> **Task to carry out**
A word-for-word transcription of the records is required.

> **Raw data**
PR #878, opened 2017-04-04
[*] update extensions

jrappen:


JavaScript/JSON.sublime-syntax
```diff
@@ -2,17 +2,24 @@
 ---
 name: JSON
 file_extensions:
+  - .babelrc
+  - .bowerrc
+  - .eslintrc
+  - .no-sublime-package
+  - .postcssrc
+  - .stylelintrc
   - json
```
FichteFoll: `json` must be the first extension because the first will be added as the default extension when saving a file under a new name with this syntax selected.

JavaScript/JSON.sublime-syntax
```diff
@@ -2,17 +2,24 @@
 ---
 name: JSON
 file_extensions:
+  - .babelrc
+  - .bowerrc
+  - .eslintrc
+  - .no-sublime-package
```
FichteFoll: This file is supposed to be empty. It doesn't deserve to be here.

ShellScript/Shell-Unix-Generic.sublime-syntax
```diff
@@ -13,6 +13,22 @@ file_extensions:
...
+  - .git
+  - .git-blame
+  - .git-commit
+  - .git-graph
+  - .gitattributes
+  - .gitblame
+  - .gitcommit
+  - .gitconfig
+  - .gitgraph
+  - .gitignore
```
FichteFoll: Most of these are *not* shell syntax and instead something custom (more akin to TOML or INI). I do not think they should be here.

JavaScript/JSON.sublime-syntax
FichteFoll: `json` must be the first extension because the first will be added as the default extension when saving a file under a new name with this syntax selected.

JavaScript/JSON.sublime-syntax
FichteFoll: This file is supposed to be empty. It doesn't deserve to be here.

FichteFoll:
I can't dismiss my review for some reason, but this looks fine now.

ShellScript/Shell-Unix-Generic.sublime-syntax
```diff
@@ -13,6 +13,10 @@ file_extensions:
   - .bash_profile
   - .bash_variables
   - .bashrc
+  - .eslintignore
+  - .npmignore
```
wbond: These don't appear to be shell scripts, but rather a glob-like syntax. I don't think we should include them.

> **Task response**
PR #878, opened 2017-04-04
[*] update extensions

jrappen:


JavaScript/JSON.sublime-syntax
```diff
@@ -2,17 +2,24 @@
 ---
 name: JSON
 file_extensions:
+  - .babelrc
+  - .bowerrc
+  - .eslintrc
+  - .no-sublime-package
+  - .postcssrc
+  - .stylelintrc
   - json
```
FichteFoll: `json` must be the first extension because the first will be added as the default extension when saving a file under a new name with this syntax selected.

JavaScript/JSON.sublime-syntax
```diff
@@ -2,17 +2,24 @@
 ---
 name: JSON
 file_extensions:
+  - .babelrc
+  - .bowerrc
+  - .eslintrc
+  - .no-sublime-package
```
FichteFoll: This file is supposed to be empty. It doesn't deserve to be here.

ShellScript/Shell-Unix-Generic.sublime-syntax
```diff
@@ -13,6 +13,22 @@ file_extensions:
...
+  - .git
+  - .git-blame
+  - .git-commit
+  - .git-graph
+  - .gitattributes
+  - .gitblame
+  - .gitcommit
+  - .gitconfig
+  - .gitgraph
+  - .gitignore
```
FichteFoll: Most of these are *not* shell syntax and instead something custom (more akin to TOML or INI). I do not think they should be here.

JavaScript/JSON.sublime-syntax
FichteFoll: `json` must be the first extension because the first will be added as the default extension when saving a file under a new name with this syntax selected.

JavaScript/JSON.sublime-syntax
FichteFoll: This file is supposed to be empty. It doesn't deserve to be here.

FichteFoll:
I can't dismiss my review for some reason, but this looks fine now.

ShellScript/Shell-Unix-Generic.sublime-syntax
```diff
@@ -13,6 +13,10 @@ file_extensions:
   - .bash_profile
   - .bash_variables
   - .bashrc
+  - .eslintignore
+  - .npmignore
```
wbond: These don't appear to be shell scripts, but rather a glob-like syntax. I don't think we should include them.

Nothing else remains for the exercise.